**ASSIGNMENT:**
For the records below, print the lines from the line with "Add stream format selection" through the line with "Latest version of" exactly as written; include both end lines and exclude the rest.

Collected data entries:
PR #349, opened 2024-01-14
feat: added support for setting the "origin" http header.

sapireli:
This commit adds an http origin header which is by default set to be the same as the referer without the trailing '/'. 
This is to support certain popular Eastern European IPTV providers.

A more elegant approach would be to define a origin header format for each channel specified in the m3u8 file. Perhaps in a future commit if i have the time.


4gray:
Thank you for the contribution!

PR #434, opened 2024-09-27
fix(vlc): path in quotes to allow path with spaces

RyPort:
Currently, paths with spaces (C:\Program Files\VideoLAN\VLC) don't work. This is the most common install directory of vlc on windows. I put the path in quotes when passing it to the child process to fix this


RyPort:
This seems to cause some other weirdness with the path input. Clsoing

windowshopr:
Any update on this?

RyPort:
> Any update on this?

I couldn't figure it out. Just install vlc to c:/vlc and you won't have any issues

Issue #435, opened 2024-09-27
Xtream Codes does not display EPG when using MPV or VLC as player


martymcflywa:
**Describe the bug**
Given Xtream Codes playlist and MPV or VLC player is used, when a live tv channel is played, then the EPG is not displayed.

**To Reproduce**
1. Log in to service using Xtream Codes
2. Go to Live Streams
3. Select a category
4. Select a channel in the sidebar

**Expected behavior**
The EPG for the channel should be displayed in the main container.

**Screenshots**
![Screenshot 2024-09-27 at 10 01 01 pm](https://github.com/user-attachments/assets/ce68a96b-366d-4a09-bc70-6bb6fd92207f)
In the screenshot above, the channel "10 HD" has been selected and is playing in an MPV window. However, the text in the main container continues to say "Please select channel". The channel EPG should be displayed in place of "Please select channel".

If it displayed the EPG, then it would behave similarly to when VideoJS is selected:
![Screenshot 2024-09-27 at 10 14 45 pm](https://github.com/user-attachments/assets/2ae9e7b6-0ab2-4133-91e8-f8748e1de50d)

**Desktop (please complete the following information):**
 - Electron
 - OS: MacOS
 - Browser Chrome
 - Version 129.0.6668.70

PR #436, opened 2024-09-27
fix(xtream): display epg when live tv channel is selected

martymcflywa:
Fixes https://github.com/4gray/iptvnator/issues/435

Set this.streamUrl so that child live-stream-layout displays the EPG.

Before:
Screenshot 2024-09-27 at 10 01 01 pm

After:
Screenshot 2024-09-27 at 10 02 26 pm

Apologies, this is the first time i've contributed to this repository so i'm not 100% sure which branch this should be targeting. If this change is ok, please let me know if i need to select a different branch target.

Appreciate your work on this great app by the way. v0.16.0 is looking very nice!


4gray:
Just redirected the PR to `electron` branch, thanks for the feedback and the fix 👍

PR #474, opened 2024-11-28
Fix for Dependency Injection Issue in DataFactory

abdullahceylan:
This PR resolves a critical issue where NgxIndexedDBService was being injected into PwaService instead of HttpClient, causing runtime errors when making HTTP requests. The issue was traced to an incorrect dependency injection order in the DataFactory function.

Screenshot 2024-11-28 at 15 14 06


4gray:
Thanks for the investigation and fix!

PR #538, opened 2025-03-16
Add stream format selection

p20f:
Introduce a configuration option to select between TS and M3U8 stream formats, along with Italian translations for these options.


4gray:
Hi, thank you for the contribution!
Just two things please:
1. It would be good to mention, that the stream format selection is related only to xtream.
2. Switch the default stream format value to m3u8, like it was before.

4gray:
@p20f thank you for the contribution!

PR #547, opened 2025-03-31
Longwaiting AC3 support

Kif-Fando:
Latest version of HLS already support AC3 audio and maybe something else.
Tested on MacOS, all works well


4gray:
Thank you!

PR #553, opened 2025-04-09
Group sorting logic

Kif-Fando:
Change the logic sort groups:
before:
Screenshot 2025-04-09 at 19 03 54
after:
Screenshot 2025-04-09 at 19 04 50

Before:
1. group1
10. group 10
2. group 2

After:
1. group 1
2. group 2
10. group 10

P.S. BTW upgrading the version of HLS library


4gray:
Looks good, thank you!

PR #902, opened 2026-05-07
feat(xtream): fall back to uploaded XMLTV when provider has no EPG

weeco:
Live TV in Xtream playlists shows "No program information available" whenever the provider's `get_short_epg` returns nothing, even when there are working XMLTV URLs in Settings -> EPG. The XMLTV pipeline already populates `epg_programs` but only the M3U module was reading from it.

This wires those uploads up as a fallback for Xtream too. When the provider returns nothing for a channel with an `epg_channel_id`, the channel is looked up in the local table and used instead. A settings toggle flips the order for users whose curated XMLTV is better than the provider's auto guide.

Bildschirmfoto 2026-05-07 um 08 24 56

### DIFF
--- a/apps/web/src/app/settings/settings-epg-section.component.html
+++ b/apps/web/src/app/settings/settings-epg-section.component.html
@@ -89,6 +89,19 @@
         </div>
     </div>
 
+    <div class="setting-item">
+        <div class="setting-item__meta">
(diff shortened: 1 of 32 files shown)


weeco:
@4gray I addressed the PR feedback, but can't trigger a re-view here I believe.

4gray:
> @4gray I addressed the PR feedback, but can't trigger a re-view here I believe.

@weeco All good, thank you for contributing! I’ll take a look over the weekend 👍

**EXERCISE ANSWER:**
Add stream format selection

p20f:
Introduce a configuration option to select between TS and M3U8 stream formats, along with Italian translations for these options.


4gray:
Hi, thank you for the contribution!
Just two things please:
1. It would be good to mention, that the stream format selection is related only to xtream.
2. Switch the default stream format value to m3u8, like it was before.

4gray:
@p20f thank you for the contribution!

PR #547, opened 2025-03-31
Longwaiting AC3 support

Kif-Fando:
Latest version of HLS already support AC3 audio and maybe something else.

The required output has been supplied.